The snow algorithm identifies missing data and reports them in the output product. Certain expected anomalous conditions may exist with the input data such as a few missing lines or unusable data from the MODIS sensor. In these cases, the snow algorithm makes no snow decision for an affected pixel. Summary statistics are calculated for these conditions and reported as Valid EV Obs Band x percent and Saturated EV Obs Band 1 percent local attributes (Riggs, Hall, and Salomonson 2006). In addition to these data values, the product contains quality information at the pixel level.
The Snow Cover Pixel QA data field provides additional information on algorithm results for each pixel within a MODIS scene and is used as a measure of usefulness for snow-cover data.
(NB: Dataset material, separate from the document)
PR #538, opened 2021-07-28
chore: fix SvgIcon story types

anniehu4:
### Summary:

Removes the `ts-ignore`s from SVGIcon.stories.tsx. Next PR will add `createSvgIcon` and a license statement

The QA data are stored as coded integer values and tell if algorithm results were nominal, abnormal, or if other defined conditions were encountered for a pixel (Riggs, Hall, and Salomonson 2006). For example, intermediate checks for theoretical bounding of reflectance data and the NDSI ratio are made in the algorithm. In theory, reflectance values should lie within the 0-100 percent range, and the NDSI ratio should lie within the -1.0 to +1.0 range. Summary statistics are kept for pixels that exceed these theoretical limits; however, the test for snow is done regardless of violations of these limits.
The NASA Goddard Space Flight Center: MODIS Land Quality Assessment Web site provides updated quality information for each product.